Last night, while most Americans were watching the Olympics, Senator Jim Bunning (R-KY) was standing strong for the American people on the floor of the United States Senate. Oh, it won’t be portrayed as such - believe me. But when no other Senator, including anyone in Republican leadership, would stand up, Senator Bunning took to the floor to object to a unanimous consent request to call up and pass the House-passed extension of a number of expiring so-called “stimulus” and other benefit programs, because Bunning dared to ask the simple question of how these extensions would be paid for.Gee, when did we start worrying about how to pay for things? Isn't that what China is for?
Some personal information just so nobody thinks that I am blowing the very real and very serious problem of unemployment off. For the last ten plus years I have worked for a credit union whose membership is open only to labor union members and their families. We are seeing nearly as many unemployment checks as paychecks and there is no end in sight. I see the effects of unemployment every single day. These are people that I have come to care very deeply about and I know exactly how difficult these times are for them. And this is why the words of Sen. Jay Rockefeller make me angry:
“It is simply unfair for one senator to attempt to hold the Senate hostage on this issue,” Durbin said. Sen. Jay Rockefeller (D-W.Va.) told POLITICO that it’s “just awful,” and that Bunning’s objection could turn off televisions for millions of households with satellite dishes, since the package has provisions dealing with that issue.“You’ve got to be pretty mad about something to stop that,” Rockefeller said of Bunning. (emphasis added)What, pray tell, does the ability to watch TV have to do with unemployment?

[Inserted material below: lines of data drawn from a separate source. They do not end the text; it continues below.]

PR #415, opened 2021-02-09
Add android's DTB/DTBO partitions format

evdenis:
Documentation: https://source.android.com/devices/architecture/dto/partitions
Reference implementation: https://android.googlesource.com/platform/system/libufdt/+/refs/heads/master/utils/

Test files (gunzip before testing):
[dtb-exynos9820.img.gz](https://github.com/kaitai-io/kaitai_struct_formats/files/5954481/dtb-exynos9820.img.gz)
[dtbo-G973F.img.gz](https://github.com/kaitai-io/kaitai_struct_formats/files/5954482/dtbo-G973F.img.gz)

### DIFF
--- a/archive/android_dto.ksy
+++ b/archive/android_dto.ksy
@@ -1,0 +1,79 @@
+meta:
+  id: android_dto
+  title: Android DTB/DTBO Partition
+  license: CC0-1.0
+  file-extension: img
+  endian: be
+
+doc: |
+  Format for Android DTB/DTBO partitions. It's kind of archive with
+  dtb/dtbo files. Used only when there is a separate unique partition
+  (dtb, dtbo) on an android device to organize device tree files.
+  The format consists of a header with info about size and number
+  of device tree entries and the entries themselves. This format
+  description could be used to extract device tree entries from a
+  partition images and decompile them with dtc (device tree compiler).
+
+doc-ref:
+  - https://source.android.com/devices/architecture/dto/partitions
+  - https://android.googlesource.com/platform/system/libufdt/+/refs/tags/android-10.0.0_r47
+
+seq:
+  - id: header
+    type: dt_table_header
+  - id: entries
+    type: dt_table_entry
+    repeat: expr
+    repeat-expr: header.dt_entry_count
+
+types:
+  dt_table_header:
+    seq:
+      - id: magic
+        contents: [ 0xd7, 0xb7, 0xab, 0x1e ]
+      - id: total_size
+        type: u4
+        doc: includes dt_table_header + all dt_table_entry and all dtb/dtbo
+      - id: header_size
+        type: u4
+        doc: sizeof(dt_table_header)
+      - id: dt_entry_size
+        type: u4
+        doc: sizeof(dt_table_entry)
+      - id: dt_entry_count
+        type: u4
+        doc: number of dt_table_entry
+      - id: dt_entries_offset
+        type: u4
+        doc: offset to the first dt_table_entry from head of dt_table_header
+      - id: page_size
+        type: u4
+        doc: flash page size
+      - id: version
+        type: u4
+        doc: DTBO image version
+  dt_table_entry:
+    seq:
+      - id: dt_size
+        type: u4
+        doc: size of this entry
+      - id: dt_offset
+        type: u4
+        doc: offset from head of dt_table_header
+      - id: id
+        type: u4
+        doc: optional, must be zero if unused
+      - id: rev
+        type: u4
+        doc: optional, must be zero if unused
+      - id: custom
+        type: u4
+        repeat: expr
+        repeat-expr: 4
+        doc: optional, must be zero if unused
+    instances:
+      body:
+        io: _root._io
+        pos: dt_offset
+        size: dt_size
+        doc: DTB/DTBO file
--- a/archive/android_dto.ksy
+++ b/archive/android_dto.ksy
@@ -30,7 +30,7 @@ types:
   dt_table_header:
     seq:
       - id: magic
-        contents: [ 0xd7, 0xb7, 0xab, 0x1e ]
+        contents: [0xd7, 0xb7, 0xab, 0x1e]
       - id: total_size
         type: u4
         doc: includes dt_table_header + all dt_table_entry and all dtb/dtbo


archive/dto.ksy
```diff
@@ -0,0 +1,57 @@
+meta:
+  id: dto
+  title: DTB/DTBO
+  license: CC0-1.0
+  file-extension: img
+  endian: be
+
```
generalmimon, line 7: Would you add at least a few sentences about the format in [the `/doc` key](https://doc.kaitai.io/ksy_style_guide.html#doc), i.e. some general information about the format? What it is used for? What kind of data it stores? What is the main usage field?

archive/dto.ksy
```diff
@@ -0,0 +1,57 @@
...
+    - id: magic
+      contents: [ 0xd7, 0xb7, 0xab, 0x1e ]
+    - id: total_size
+      type: u4
+    - id: header_size
+      type: u4
+    - id: dt_entry_size
+      type: u4
+    - id: dt_entry_count
+      type: u4
```
generalmimon, line 24: `num_entries` is preferred, see the [KSY Style Guide](https://doc.kaitai.io/ksy_style_guide.html#attr-id). If you want to keep a reference to the original name, use [`-orig-id`](https://doc.kaitai.io/user_guide.html#orig-id).

archive/dto.ksy
```diff
@@ -0,0 +1,57 @@
...
+    - id: page_size
+      type: u4
+    - id: version
+      type: u4
+  entry:
+    seq:
+    - id: size
+      type: u4
+    - id: offset
+      type: u4
```
generalmimon, line 36: Names of these attributes are inadequate, because they lack any information about which field they relate to. It is recommended to call them `len_body` and `ofs_body`, see the [style guide](https://doc.kaitai.io/ksy_style_guide.html#attr-id).

archive/dto.ksy
```diff
@@ -0,0 +1,57 @@
+meta:
+  id: dto
```
generalmimon, line 2: Wouldn't `android_dto` be a more appropriate name, when we already have https://formats.kaitai.io/android_img/index.html?

archive/dto.ksy
```diff
@@ -0,0 +1,57 @@
...
+        pos: offset
+        size: size
+
+seq:
+  - id: header
+    type: header
+  - id: entries
+    type: entry
+    repeat: expr
+    repeat-expr: header.dt_entry_count
```
generalmimon, line 57: `seq` should go earlier in the file then `types`, see https://doc.kaitai.io/ksy_style_guide.html#type.

archive/dto.ksy
```diff
@@ -0,0 +1,57 @@
+meta:
+  id: dto
+  title: DTB/DTBO
+  license: CC0-1.0
+  file-extension: img
+  endian: be
+
+doc-ref:
+  - https://source.android.com/devices/architecture/dto/partitions
+  - https://android.googlesource.com/platform/system/libufdt/+/refs/heads/master/utils/
```
generalmimon, line 10: Can you craft a permanent link to a specific version? The tag `master` changes over time, so after 1-2 years it won't be clear what you were referring to (if one won't rely on internet archives to dig up what `master` is referring to at _this_ time). Moreover, they change the directory structure of the repository and the `utils/` folder will no longer exist, for example. So please, either link to a commit hash or some version tag so that we're future proof.

archive/dto.ksy
```diff
@@ -0,0 +1,57 @@
...
+      repeat-expr: 4
+    instances:
+      body:
+        io: _root._io
+        pos: offset
+        size: size
+
+seq:
+  - id: header
+    type: header
```
generalmimon, line 53: The same name of an attribute and an subtype will cause problems in C#, see https://github.com/kaitai-io/kaitai_struct/issues/86. Not that it would be a big deal, just saying :)

archive/dto.ksy
```diff
@@ -0,0 +1,57 @@
...
+  header:
+    seq:
+    - id: magic
+      contents: [ 0xd7, 0xb7, 0xab, 0x1e ]
+    - id: total_size
+      type: u4
+    - id: header_size
+      type: u4
+    - id: dt_entry_size
+      type: u4
```
generalmimon, line 22: Is it OK to ignore these fields? What do they mean?

generalmimon (changes requested):
In addition to the comments I wrote below, I would consider appropriate to add some short descriptions and notes to the individual fields whose meaning might be unclear - what is `page_size`, `version`, `id`, `rev` or `custom`?

archive/dto.ksy
KOLANICH: I feel like it may be not Android-specific. https://github.com/devicetree-org/devicetree-specification/tree/master/source

archive/dto.ksy
evdenis: Actually, I can't agree with you here. Names are known, they are fixed in documentation and they are "compatible"  with id naming restrictions. https://source.android.com/devices/architecture/dto/partitions I tried to replace them according to the style guide and adding -orig-id and it looks bad. Changing the fields names only introduces mess here. But I agree with you that I need to add fields-level docs.

archive/dto.ksy
```diff
@@ -0,0 +1,79 @@
+meta:
+  id: android_dto
```
generalmimon, line 2: Also please rename the file accordingly: ~`archive/dto.ksy`~ &xrarr; **`archive/android_dto.ksy`**.

archive/android_dto.ksy
```diff
@@ -0,0 +1,79 @@
...
+      type: u4
+      doc: flash page size
+    - id: version
+      type: u4
+      doc: DTBO image version
+  dt_table_entry:
+    seq:
+    - id: dt_size
+      type: u4
+      doc: size of this entry
```
generalmimon, line 59:
```suggestion
  dt_table_entry:
    seq:
      - id: dt_size
        type: u4
        doc: size of this entry
```

See [KSY Style Guide > 1. General formatting](https://doc.kaitai.io/ksy_style_guide.html#general):

>
> <table>
> <thead>
> <tr>
> <th align=left>Good</th>
> <th align=left>Bad</th>
> </tr>
> </thead>
> <tbody>
> <tr>
> <td>
> 
> ```yaml
> imports:
>   - foo
>   - bar
> ```
>
> </td>
> <td>
> 
> ```yaml
> imports:
> - foo
> - bar
> ```
>
> </td>
> </tr>
> </tbody>
> </table>

Please indent all `seq` fields like that.

evdenis:
Example usage: https://github.com/CruelKernel/scripts/blob/master/dumpbootimg#L250

generalmimon (approved):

Unemployment is a serious issue, watching TV isn't. Why are these two things tied together? That is the problem with Washington. Our Congressmen come up with a bill to deal with a specific subject and then load the bill up with nonsense so that if you object to the nonsense it affects the specific issue the bill was created to address.

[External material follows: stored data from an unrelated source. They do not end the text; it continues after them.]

Issue #209, opened 2019-07-25
glTF


KOLANICH:
```yaml
meta:
  id: gltf
  title: GL Transmission Format, binary container
  file-extension: glb
  xref:
    wikidata: Q28135989

doc: |
  glTF is a format for distribution of 3D models optimized for being used in software

doc-ref:
  - https://github.com/KhronosGroup/glTF/blob/master/specification/2.0/README.md#glb-file-format-specification
```

generalmimon:
Oh, we've kind of forgot about this issue after merging https://github.com/kaitai-io/kaitai_struct_formats/pull/445. However, perhaps this issue should not be closed yet, because the current [`3d/gltf_binary.ksy`](https://github.com/kaitai-io/kaitai_struct_formats/blob/3e4be117e4c09aa4d4d206c9d4aa21bd8f3fcc5d/3d/gltf_binary.ksy) is to my taste unfinished and not very useful at this point - it merely parses one character string with JSON data and one byte array with binary data, without any attempt to provide a way of parsing the actual binary structures that are present in that byte block.

My proof of concept in https://github.com/kaitai-io/kaitai_struct_formats/pull/445#discussion_r598117321 can be used as a basis for creating a more in-depth KSY spec, which could then be considered more complete and usable out-of-the-box.

PR #420, opened 2021-02-13
Initial import of rendering / modelling formats

hakanai:
Imported from [my organisation's repository](https://github.com/ephemeral-laboratories/modelling_formats).

Since this is a new directory - is "rendering" a good name for this stuff? In IANA, these formats are classified as just "model", but the word has too many different meanings in software.

About these formats:

FBX - "Filmbox" format originally by Kaydara, now owned by Autodesk, standard interchange format between modelling software and game engines and the like.

GLB - Khronos group's standard binary format for model exchange. But unfortunately a terrible format for Kaitai. I implemented it as far in as was possible anyway.

The above two file types can be created using Blender. (Actually, Blender's own format is one that I want to take a look at as well.)

PMD, PMX - Model formats used by animation software MikuMikuDance (PMX newer, PMD older), many samples can be found on bowlrowl and similar sites.

VMD - Animation data format used by MikuMikuDance.

### DIFF
--- a/rendering/fbx.ksy
+++ b/rendering/fbx.ksy
@@ -1,0 +1,148 @@
+meta:
+  id: fbx
+  title: FBX 3D model interchange format
+  file-extension: fbx
+  encoding: UTF-8
+  endian: le
+  license: MIT
+
+seq:
+  - id: header
+    type: header
+  - id: records
+    type: node_record
+    repeat: until
+    repeat-until: _.end_offset == 0
+
+types:
+
+  header:
+    seq:
+      - id: magic
+        contents: "Kaydara FBX Binary  \0"
+        size: 20
+      - id: more_magic
+        contents: [0x1A, 0x00]
+      - id: version
+        type: u4
+
+  node_record:
+    seq:
+      - id: end_offset
+        type: u4
+      - id: property_count
+        type: u4
+      - id: property_list_length
+        type: u4
+      - id: name_length
+        type: u1
+      - id: name
+        type: str
+        size: name_length
+      - id: properties
+        type: property
+        repeat: expr
+        repeat-expr: property_count
+        size: property_list_length
+      - id: children
+        size: end_offset - _root._io.pos
+        type: node_record
+        repeat: until
+        repeat-until: _.end_offset == 0
+        if: not _io.eof
+
+  property:
+    seq:
+      - id: type_code
+        size: 1
+        type: str
+      - id: data
+        type:
+          switch-on: type_code
+          cases:
+            '"I"': s4
+            '"L"': s8
+            '"F"': f4
+            '"D"': f8
+            '"Y"': s2
+            '"C"': u1 # TODO boolean, should probably have a type for it
+            '"i"': array(1)
+            '"l"': array(2)
+            '"f"': array(3)
+            '"d"': array(4)
+            '"b"': array(5)
+            '"S"': string_data
+            '"R"': raw_binary_data
+
+  string_data:
+    seq:
+      - id: length
+        type: u4
+      - id: value
+        type: str
+        size: length
+  
+  raw_binary_data:
+    seq:
+      - id: length
+        type: u4
+      - id: value
+        size: length
+
+  array:
+    params:
+      # Works around lack of ability to parameterise the actual type by passing a fake one through.
+      # https://github.com/kaitai-io/kaitai_struct/issues/135
+      - id: pseudo_type
+        type: u1
+    seq:
+      - id: element_count
+        type: u4
+      - id: encoding
+        type: u1
+      - id: compressed_size
+        type: u4
+      - id: elements
+        # Can't switch for process, so switch for type as a workaround.
+        # https://github.com/kaitai-io/kaitai_struct/issues/374
+        type:
+          switch-on: encoding
+          cases:
+            0: array_data(pseudo_type, element_count)
+            1: array_data_compressed(pseudo_type, element_count)
+        size: compressed_size
+
+  array_data_compressed:
+    params:
+      - id: pseudo_type
+        type: u1
+      - id: element_count
+        type: u4
+    seq:
+      - id: data
+        type: array_data(pseudo_type, element_count)
+        process: zlib
+        size-eos: true
+    instances:
+      elements:
+        value: data.elements
+
+  array_data:
+    params:
+      - id: pseudo_type
+        type: u1
+      - id: element_count
+        type: u4
+    seq:
+      - id: elements
+        type:
+          switch-on: pseudo_type
+          cases:
+            1: s4
+            2: s8
+            3: f4
+            4: f8
+            5: u1
+        repeat: expr
+        repeat-expr: element_count
+
--- a/rendering/glb.ksy
+++ b/rendering/glb.ksy
@@ -4,8 +4,8 @@ meta:
   file-extension: glb
   endian: le
   license: MIT
-  doc-ref: https://github.com/KhronosGroup/glTF/tree/master/specification/2.0#binary-gltf-layout
   xref:
+    doc-ref: https://github.com/KhronosGroup/glTF/tree/master/specification/2.0#binary-gltf-layout
     mime: model/gltf-binary
 
 seq:
--- a/rendering/glb.ksy
+++ b/rendering/glb.ksy
@@ -1,0 +1,64 @@
+meta:
+  id: glb
+  title: glTF binary format
+  file-extension: glb
+  endian: le
+  license: MIT
+  doc-ref: https://github.com/KhronosGroup/glTF/tree/master/specification/2.0#binary-gltf-layout
+  xref:
+    mime: model/gltf-binary
+
+seq:
+  - id: header
+    type: header
+  - id: chunks
+    type: chunk
+    repeat: eos
+
+types:
+
+  header:
+    seq:
+      - id: magic
+        contents: 'glTF'
+      - id: version
+        type: u4
+      - id: length
+        type: u4
+
+  chunk:
+    seq:
+      - id: length
+        type: u4
+      - id: type
+        type: u4
+        enum: chunk_type
+      - id: data
+        size: length
+        type:
+          switch-on: type
+          cases:
+            'chunk_type::json': json
+            'chunk_type::bin': bin
+
+  json:
+    seq:
+      - id: data
+        type: str
+        encoding: UTF-8
+        size-eos: true
+        doc: |
+          This is where GLB deviates from being an elegant format.
+          To parse the rest of the file, you have to parse the JSON first.
+
+  bin:
+    seq:
+      - id: data
+        size-eos: true
+
+enums:
+  chunk_type:
+    # Literally "JSON"
+    0x4E4F534A: json
+    # Literally "BIN\0"
+    0x004E4942: bin
--- a/rendering/mmd_pmd.ksy
+++ b/rendering/mmd_pmd.ksy
@@ -1,0 +1,368 @@
+meta:
+  id: mmd_pmd
+  title: MMD model data (older format)
+  application: MikuMikuDance
+  file-extension: pmd
+  encoding: Shift_JIS
+  endian: le
+  license: MIT
+
+seq:
+  - id: header
+    type: header
+  - id: vertex_count
+    type: u4
+  - id: vertices
+    type: vertex
+    repeat: expr
+    repeat-expr: vertex_count
+  - id: face_vertex_count
+    type: u4
+  - id: faces
+    type: face
+    repeat: expr
+    repeat-expr: face_vertex_count / 3
+  - id: material_count
+    type: u4
+  - id: materials
+    type: material
+    repeat: expr
+    repeat-expr: material_count
+  - id: bone_count
+    type: u2
+  - id: bones
+    type: bone
+    repeat: expr
+    repeat-expr: bone_count
+  - id: ik_count
+    type: u2
+  - id: iks
+    type: ik
+    repeat: expr
+    repeat-expr: ik_count
+  - id: morph_count
+    type: u2
+  - id: morphs
+    type: morph
+    repeat: expr
+    repeat-expr: morph_count
+  - id: morph_frame_count
+    type: u1
+  - id: morph_frames
+    type: morph_frame
+    repeat: expr
+    repeat-expr: morph_frame_count
+  - id: bone_frame_name_count
+    type: u1
+  - id: bone_frame_names
+    type: bone_frame_name
+    repeat: expr
+    repeat-expr: bone_frame_name_count
+  - id: bone_frame_count
+    type: u4
+  - id: bone_frames
+    type: bone_frame
+    repeat: expr
+    repeat-expr: bone_frame_count
+  - id: english_header
+    type: english_header
+  - id: english_bone_names
+    type: english_bone_name
+    repeat: expr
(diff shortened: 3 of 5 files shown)


rendering/fbx.ksy
```diff
@@ -0,0 +1,148 @@
+meta:
+  id: fbx
```
KOLANICH, line 2: Maybe `kaydara_fbx`?

rendering/fbx.ksy
```diff
@@ -0,0 +1,148 @@
...
+  title: FBX 3D model interchange format
```
KOLANICH, line 3: The word `format` is usualy redundant. Maybe just `Kaydara FiLMBOX 3D Model`?

rendering/fbx.ksy
```diff
@@ -0,0 +1,148 @@
...
+  file-extension: fbx
```
KOLANICH, line 4: It'd be nice to add `application: Autodesk/Kaydara FiLMBOX`

rendering/fbx.ksy
```diff
@@ -0,0 +1,148 @@
...
+    type: node_record
+    repeat: until
+    repeat-until: _.end_offset == 0
+
+types:
+
+  header:
+    seq:
+      - id: magic
+        contents: "Kaydara FBX Binary  \0"
```
KOLANICH, line 22:
```yaml
type: strz
valid: "Kaydara FBX Binary "
```

rendering/fbx.ksy
```diff
@@ -0,0 +1,148 @@
...
+        size: 20
+      - id: more_magic
+        contents: [0x1A, 0x00]
```
KOLANICH, line 25: Looks like `u2`. You can use `valid` here too.

rendering/fbx.ksy
hakanai: I think I'll keep normal capitalisation of Filmbox but otherwise agreed.

rendering/fbx.ksy
```diff
@@ -0,0 +1,148 @@
...
+      - id: pseudo_type
+        type: u1
+      - id: element_count
+        type: u4
+    seq:
+      - id: elements
+        type:
+          switch-on: pseudo_type
+          cases:
+            1: s4
```
KOLANICH, line 141: The values should probably be members of a enum.

rendering/fbx.ksy
hakanai: Will add. I had wondered about this. The native application was Filmbox but now it's used by damn near everybody. Everybody using the Autodesk FBX SDK for a start, but then even implementations in open source like Blender's.

rendering/glb.ksy
```diff
@@ -0,0 +1,64 @@
+meta:
+  id: glb
+  title: glTF binary format
```
KOLANICH, line 3: Nice, long-waited format :+1:

rendering/fbx.ksy
```diff
@@ -0,0 +1,148 @@
+meta:
+  id: fbx
+  title: FBX 3D model interchange format
+  file-extension: fbx
+  encoding: UTF-8
+  endian: le
+  license: MIT
+
```
KOLANICH, line 8: Lacks `eoc` and `doc-ref`. Also may make sense to provide a link to a publicly-available sample file.

rendering/fbx.ksy
hakanai: Is valid just the same as contents but you get a different exception when it's wrong?

rendering/glb.ksy
```diff
@@ -0,0 +1,64 @@
...
+  file-extension: glb
+  endian: le
+  license: MIT
+  xref:
+    doc-ref: https://github.com/KhronosGroup/glTF/tree/master/specification/2.0#binary-gltf-layout
```
KOLANICH, line 8: Incorrect use of `doc-ref`. Feel free to merge your block with https://github.com/kaitai-io/kaitai_struct_formats/issues/209 Also add `Closes: #209` into PR text.

rendering/glb.ksy
```diff
@@ -0,0 +1,64 @@
...
+      - id: data
+        type: str
+        encoding: UTF-8
+        size-eos: true
+        doc: |
+          This is where GLB deviates from being an elegant format.
+          To parse the rest of the file, you have to parse the JSON first.
+
+  bin:
+    seq:
```
KOLANICH, line 55: Looks unfinished.

rendering/mmd_pmd.ksy
```diff
@@ -0,0 +1,368 @@
+meta:
+  id: mmd_pmd
+  title: MMD model data (older format)
```
KOLANICH, line 3: I guess here it shouldn't be abbreviated. Also please put each format into an own PR.

rendering/fbx.ksy
hakanai: I tried this, and I get an error that I don't fully understand.

```
/types/header/seq/0: parsing expression 'Kaydara FBX Binary  ' failed on 1:9, expected "or" | CharsWhile(Set( , n)) | "\\\n" | End
```

Wait, is `valid` expecting an _expression_?

rendering/mmd_pmx.ksy
```diff
@@ -0,0 +1,569 @@
...
+        type: len_string
+      - id: diffuse
+        type: f4_4
+      - id: specular
+        type: f4_3
+      - id: shininess
+        type: f4
+      - id: ambient
+        type: f4_3
+      - id: flag
```
KOLANICH, line 174: Very ambigous name. Is it a single boolean (in this case name should start from `is_` and describe the meaning). Or is it binary flags (in this case it should be not `u1`, but a type, in which bit-sized numbers reside, `b1` is a bit and has boolean type instead)?

rendering/mmd_pmx.ksy
```diff
@@ -0,0 +1,569 @@
...
+        type: u1
+      - id: edge_color
+        type: f4_4
+      - id: edge_size
+        type: f4
+      - id: texture_index
+        type:
+          switch-on: _root.header.texture_index_size
+          cases:
+            1: u1
```
KOLANICH, line 184: Again should be enums.

rendering/fbx.ksy
hakanai: `eoc`?

rendering/glb.ksy
hakanai: Incorrect use? I originally had it one level up but the compiler gave an error that didn't tell me how to fix it, and then didn't complain when I moved it inside the refs section.

What's the right place?

I have to admit, I'm not used to working with doc-ref because I usually work on formats with zero documentation.

rendering/fbx.ksy
KOLANICH: How about `'"Kaydara FBX Binary "'`?

rendering/glb.ksy
hakanai: In what sense? A GLB file is made up of data chunks. The chunk can be either a JSON chunk or a binary chunk. This is a binary chunk. There's no way to know what sort of data you're looking at in here though, because, for that, you'd have to first parse the JSON to get the offsets out of there.

rendering/fbx.ksy
KOLANICH: `valid` allows multiple ways of validation, `valid: something` is just a shortcut for `valid: eq: something`

rendering/fbx.ksy
KOLANICH: `doc`. A typo.

rendering/mmd_pmd.ksy
hakanai: I'll just put in both like `MMD (MikuMikuDance)` since MMD is what people are going to be using as their search term.

As for splitting the PR... ugh. Yeah, sure. Once I'm done with the first round of changes I'll split it and resubmit.

rendering/glb.ksy
KOLANICH: What's the right place?

Not in `meta`, just under `doc`, wuich is a sibling of `meta`.

rendering/mmd_pmx.ksy
hakanai: The meaning of the value is "the number of bytes in the index". Usually when you have a number of things you want to use an int, but here you're suggesting an enum.

Perhaps it might be better to keep as int but declare `valid` for the index size stuff as only valid if 1,2,4?

hakanai: So I will add new types for each index type like this:

```yaml
  bone_index:
    doc: Variable-length type storing a bone index
    seq:
      - id: value
        type: switch-on: _root.header.bone_index_size
        cases:
          1: u1
          2: u2
          4: u4
```

rendering/glb.ksy
KOLANICH: Please look at https://github.com/kaitai-io/kaitai_struct_formats/pull/183/files#diff-ce5a8a6f65e08325535c534e8222ecbd9f53a9749ba538b04cf857b5b07a0795R89 and https://github.com/kaitai-io/kaitai_struct_formats/pull/213/files#diff-35cf895592a530eee852a5354aaa16e650100fdfddb1e81752f7e6d0ef036786R115 

for the ideas how one can try to solve the issue of having data in some another format.

rendering/fbx.ksy
hakanai: Ah. Well, they don't document the format so there was nothing to put in I guess. Blender had an attempt at documenting the format - is it okay to put in a third-party document describing the format?

rendering/glb.ksy
hakanai: Aha. It would have been nice for the compiler to say that, instead of just saying that it was wrong.

rendering/fbx.ksy
hakanai: Works. Same workaround works for the array one as well.

rendering/fbx.ksy
hakanai: Ah nice, a declarative predicate language.

rendering/fbx.ksy
hakanai: Having issues getting this to compile with an enum... 

```
C:\Users\Trejkaz\Documents\GitHub\kaitai_struct_formats\rendering>kaitai-struct-compiler -t ruby fbx.ksy
/types/property/seq/1/type/cases/Str(i)/type: can't pass argument #0 of type Int1Type(true) into parameter `pseudo_type` of type EnumType(List(pseudo_type),Int1Type(false))
```

rendering/glb.ksy
hakanai: Neither of those appear to actually solve the issue, but rather push it out to a single-language solution, which doesn't really fit with the spirit of Kaitai anyway.

rendering/mmd_pmx.ksy
hakanai: Now I have removed repetition in the structures above, and have instead 6 repetitive types which only differ in three places:
- their name
- the doc comment
- the field they use to switch on

rendering/fbx.ksy
KOLANICH: They don't but you can put there some words from you, at least a brief summary of the format is needed: what its purpose is, what it is it used for, + anything you consider non-obvious.

rendering/glb.ksy
KOLANICH: > Is the compiler just not validating this section at all?

It is likely that in this section keys can be any strings.

rendering/glb.ksy
KOLANICH: >Neither of those appear to actually solve the issue, but rather push it out to a single-language solution which doesn't really fit with the spirit of Kaitai anyway.

I completely aggree.

>What would be nice is a native JSON type in Kaitai, so that we can then just traverse into the tree of JSON objects.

Sen. Bunning is a champion for standing up against the "pass it and the taxpayers will pay for it" attitude that permeates Washington. Millions of American families are making choices and setting priorities for the family budget. Should a family choose to pay for cable TV over buying groceries? Of course not. That would be irresponsible. It is no less irresponsible for the federal government to expect taxpayers to pony for their little pet projects.
Sen. Bunning is asking a very simple question, "how are we going to pay for it?". I would add to that, "what are we paying for?".
Our government needs to take a lesson from our families and start setting some priorities.